1844 treaty between France and China

The Treaty of Whampoa (黃埔條約 (黄埔条约, Huángpǔ Tiáoyuē)) was an unequal treaty between the Kingdom of France and the Qing dynasty of China, which was signed by Qiying and Théodore de Lagrené on October 24, 1844, aboard the warship L’Archimède.

==Terms==
China was to grant the same privileges to the Kingdom of France as to Britain in the Treaty of Nanking and subsequent treaties. The privileges included the opening of five harbours to French merchants, extraterritorial privileges French citizens in China, a fixed tariff on Sino-French trade and the right of France to station consuls in China.

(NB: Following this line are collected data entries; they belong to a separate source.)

PR #487, opened 2020-10-25
forum_interface.inc: Use modern DPDatabase::query, escaping, sprintf

bpfoley:
Again, a few prefixes to table names were escaped when they shouldn't be.

Tested on pgdp.org and sandbox available at https://www.pgdp.org/~bfoley/c.branch/cleanup13

### DIFF
--- a/pinc/forum_interface.inc
+++ b/pinc/forum_interface.inc
@@ -38,6 +38,15 @@ the amount of DP code included in those pages.
 
 assert(PHPBB_VERSION == 3, "Only phpBB version 3 is supported");
 
+
+/**
+* return a table name with the phpBB table prefix prepended to it
+*/
+function phpbb_table($table)
+{
+    return PHPBB_TABLE_PREFIX . "_" . $table;
+}
+
 function phpbb_lang($locale=FALSE)
 // Return the language string phpbb uses for $langcode for languages
 // installed in the forum interface. Fall back to English if $langcode
@@ -52,17 +61,17 @@ function phpbb_lang($locale=FALSE)
         // We can only do so much, so try for an exact match in lowercase
         // first, fall back to just the two-letter language code, and then
         // just fall back to English (which phpBB comes with by default).
-        $phpbb_table_prefix = PHPBB_TABLE_PREFIX;
         $lang_attempts = array(strtolower($locale), substr($locale, 0, 2));
         foreach($lang_attempts as $lang)
         {
             $query = sprintf("
                 SELECT *
-                FROM ${phpbb_table_prefix}_lang
-                WHERE lang_iso='%s'
-                ", mysqli_real_escape_string(DPDatabase::get_connection(), $lang));
-            $res = mysqli_query(DPDatabase::get_connection(), $query) or
-                die(DPDatabase::log_error());
+                FROM %s
+                WHERE lang_iso='%s'",
+                phpbb_table("lang"),
+                DPDatabase::escape($lang)
+            );
+            $res = DPDatabase::query($query);
 
             if (mysqli_num_rows($res) == 1)
                 return $lang;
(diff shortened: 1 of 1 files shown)


pinc/forum_interface.inc
```diff
@@ -335,12 +341,14 @@ function get_forum_user_details($username)
...
-        ", $row["user_id"]);
+        FROM %s_profile_fields_data
+        WHERE user_id = %d",
+        $phpbb_table_prefix,
+        $row["user_id"]
+    );
 
     // This will fail on phpBB < 3.1, which is fine and expected
-    $res = mysqli_query(DPDatabase::get_connection(), $query);
+    $res = DPDatabase::query($query, FALSE);
```
chrismiceli, line 351: why FALSE?

pinc/forum_interface.inc
```diff
@@ -533,7 +545,7 @@ function get_number_of_unread_messages($username)
             ";
     }
 
-    $res = mysqli_query(DPDatabase::get_connection(), $query) or die(DPDatabase::log_error());
```
chrismiceli, line 536: should we update the query on line 541 now too to use sprintf? and %d?

pinc/forum_interface.inc
```diff
@@ -636,7 +652,7 @@ function get_topic_details($topic_id)
         INNER JOIN $phpbb_users ON $phpbb_topics.topic_poster = $phpbb_users.user_id
         WHERE $phpbb_topics.topic_id = $topic_id
```
chrismiceli, line 653: sprintf?

pinc/forum_interface.inc
bpfoley: I'm basing it on the comment above ("this will fail on phpBB <3.1"). It appears the column names are different in older versions of phpBB, so the query will fail, and we don't want this to throw an exception.

pinc/forum_interface.inc
bpfoley: Sure, I can do this, but it makes for a very difficult to read
format string. Given `phpbb_topics`, `phpbb_forums`, `php_users` are local variables, I'm not sure if it's worth it. What do you think?

pinc/forum_interface.inc
```diff
@@ -58,11 +58,12 @@ function phpbb_lang($locale=FALSE)
         {
             $query = sprintf("
                 SELECT *
-                FROM ${phpbb_table_prefix}_lang
-                WHERE lang_iso='%s'
-                ", mysqli_real_escape_string(DPDatabase::get_connection(), $lang));
-            $res = mysqli_query(DPDatabase::get_connection(), $query) or
-                die(DPDatabase::log_error());
+                FROM %s_lang
```
cpeel, line 61: Keep this directly in the string since it's a table name.

cpeel: Ditto everywhere else.

bpfoley: Hopefully phpbb_table(...) helps a lot.

pinc/forum_interface.inc
```diff
@@ -634,9 +640,12 @@ function get_topic_details($topic_id)
         FROM $phpbb_topics
         INNER JOIN $phpbb_forums ON $phpbb_topics.forum_id = $phpbb_forums.forum_id
         INNER JOIN $phpbb_users ON $phpbb_topics.topic_poster = $phpbb_users.user_id
-        WHERE $phpbb_topics.topic_id = $topic_id
-        ";
-    $res = mysqli_query(DPDatabase::get_connection(), $query) or die(DPDatabase::log_error());
+        WHERE $phpbb_topics.topic_id =";
```
cpeel, line 643: Instead, please use:
```php
WHERE $phpbb_topics.topic_id = " . sprintf("%d", $topic_id);
```

pinc/forum_interface.inc
cpeel: This is fine, but I'm not sold that it's better than what was there before. Our best practices keeps the table names inside the string itself so the SQL is more readable to humans who care a lot more about the column and table names (the structure of the query) rather than the values: https://www.pgdp.net/wiki/DP_Code_Best_Practices#Validating_project_tables

pinc/forum_interface.inc
bpfoley: Done.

The treaty institutionalised benefits for French Catholics, including the ability to operate and establish religious institutions in the treaty ports, decriminalisation of Catholicism throughout China, and providing that any missionaries discovered by Chinese authorities outside the treaty ports should be escorted to a French consulate.

==Toleration of Christianity==
Marie Melchior Joseph Théodose de Lagrené negotiated the treaty on the French side. A Catholic, de Lagrené viewed the negotiation of the Treaty as an opportunity to improve the prestige of France and the Catholic Church through religious policy. He asked his Qing government counterpart, Qiying, to persuade the Daoguang Emperor to provide religious toleration for Catholics as a demonstration of goodwill for France. Hoping that doing so would create division between the French imperialists and the Protestant British imperialists, the Daoguang Emperor agreed. These provisions and subsequent developments formed the French justification for the French religious protectorate in China.